Simon Heffer: John Kerry's radical Bashar al-Assad stance is a burst of realism amid inept US foreign policy
John Kerry, after more than two years in which he has given the impression of being a secretary of state so understated as to be almost invisible, has suddenly become more assertive both on his own account and in the projection of American foreign policy.
He was one of the causes of Benjamin Netanyahu's diatribe against America in Congress recently, when the Israeli prime minister warned his hosts against their present policy towards Iran. Then, this weekend (15 March), he has asserted that, sooner or later, the West is going to have to negotiate with Bashar al-Assad if it is to resolve the horrific civil war in Syria.
Both of these acts, in relation to two countries that have proved intensely problematical to America, suggest a sudden awakening on the part of the Obama administration. Whether the direction of policy this awakening has prompted is good for America and its allies remains to be seen.
Few friends in the Middle East
America hopes that by allowing Iran to enrich uranium for what it claims are energy purposes, but to a level insufficient for weapons use, it will reduce the level of suspicion between the two countries and enlist if not an ally then at least a neutral power in the Middle East. Iran is a Shi'ite country and those in the Islamic State (Isis) seeking to create a caliphate are Sunnis, so the thinking is logical: if Iran could be made a bulwark against the spread of Islamic fundamentalism, so much the better.
But those who have watched Iran since the revolution of 1979 know that it too has its share of fundamentalists. As Netanyahu said on his visit to America, one is an Islamic State, the other is an Islamic Republic. The differences may be too subtle for the Israelis to appreciate. He made no secret of his, and his country's, fear that if America allows some nuclear programme to continue in Iran, and in return for the country not developing weapons lifts the sanctions upon it, it will leave Israel directly in a very dangerous line of fire.

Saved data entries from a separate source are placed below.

PR #655, opened 2019-12-12
Support api keys

### LINKED ISSUE #654: Support setting and sending api key it in the Authorization header
See https://github.com/elastic/apm/issues/183 for spec

estolfo:
This PR adds support for api keys. A user can set a `api_key` Base64 encoded string in the config.
If both a `secret_token` and `api_key` are set, the `api_key` will be sent.

Todo:
- [x] Changelog entry
- [x] end-to-end testing

Closes elastic/apm-agent-ruby#654


features/api_key.feature
```diff
@@ -0,0 +1,19 @@
+Feature: Api Key
```
alvarolobato: Great to see this. ❤️

features/api_key.feature
```diff
@@ -0,0 +1,15 @@
...
+
+  Scenario: A configured api key is sent in the Authorization header
+    When an api key is set to 'RTNxMjlXNEJt' in the config
+    Then the Authorization header is 'ApiKey RTNxMjlXNEJt'
+
+  Scenario: An configured api key takes precedence over a secret token
+    When an api key is set in the config
+    When a secret_token is set in the config
```
mdelapenya:
```diff
-    When a secret_token is set in the config
+    And a secret_token is set in the config
```

features/api_key.feature
```diff
@@ -0,0 +1,15 @@
...
+    Then the api key is sent in the Authorization header
+
+  Scenario: A configured secret token is sent if no api key is configured
+    When a secret_token is set in the config
+    When an api key is not set in the config
```
mdelapenya: Same here

features/api_key.feature
estolfo: thanks!

docs/configuration.asciidoc
```diff
@@ -145,7 +145,23 @@ One example to generate a secure secret token is:
...
+
+[options="header"]
+|============
+| Environment           | `Config` key | Default | Example
+| `ELASTIC_APM_API_KEY` | `api_key`    | `nil`   | A base64-encoded string
+|============
+
+This base64-encoded string is used to ensure that only your agents can send data to your APM server.
+You must have created the api key using the APM server command line tool. Please see the APM server
+documentation for details on how to do that.
```
estolfo: I don't know if this is exactly true yet. I'll update it when the tooling is available in the apm server.

Gemfile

Democrats who heard him – many chose not to and stayed away from the House when he spoke – deplored his attack on American policy. Republicans lapped it up, because to them it was cast-iron proof of the overseas perception of the flaccidity and incoherence of American foreign policy. America has very few friends in the Middle East, and such as it does have are not always reliable. Governments that claim to support its opposition to the spread of Islamic fundamentalism often run countries whose nationals are open in their support of the Islamic State.
There has been much criticism of the nature of America's relationship with Israel – it has often been said that it is too close, and that America is too uncritical of some of the policies Israel has pursued, notably against Palestinians. Such claims hold little water today.
Pro-Israelis have long attacked Barack Obama's perceived lack of warmth for Israel; and the Kerry stance towards Iran seems to take that policy much further on, in the way that it seems careless of the vulnerability of Israel that underpinned the tone and content of the Netanyahu speech.
Too little too late
Kerry's remarks about Assad are similarly radical: he is talking, after all, about parleying with a man who just a couple of years ago was an international pariah because of the apparently conclusive proof that he had used chemical weapons against his own people. It reminds one of the old adages that once underpinned the superpower's foreign policy: he may be a bastard, but he's one of our bastards.
Netanyahu's complaint was significant in what it said about the public state of relations between Israel and the country that has, since its foundation, been Israel's friend and protector. He will have hoped to mobilise the small but effective Jewish lobby in America to campaign for a more restrictive policy towards Iran.
It is some years since a leading Iranian politician spoke of wiping Israel off the map; the problem is that none of his successors in Tehran have said with any conviction that that is no longer the policy. No wonder Israel thinks that its protector has put the cart before the horse.
However, the recognition that Assad will have to be treated with is a welcome burst of realism by a State Department that has failed for too long to engage with this question sensibly. Once Obama failed to secure sufficient support to intervene militarily against Assad he seemed, whether through embarrassment or boredom, to detach himself from the entire matter. Or it may have been incompetence: the intervention would have had America opposing a man who was also being opposed by the people who masterminded 9/11.
America's approach then suggested the president and the State Department had failed to understand that not all foreign policy can be played out in Hollywood terms of good guys and bad guys – something it used to appreciate in the days of George Kennan and, later, Henry Kissinger.
Maybe it has started to understand it again now, but probably too late to rescue the reputation this administration has as one of the most inept in terms of foreign policy in recent American history.
Dr Simon Heffer is a British commentator and author who has written columns for The Daily Mail, The Daily Telegraph, The Spectator and The New Statesman. He is the biographer of Enoch Powell, Thomas Carlyle and Ralph Vaughan Williams and recently published High Minds: The Victorians And The Birth Of Modern Britain.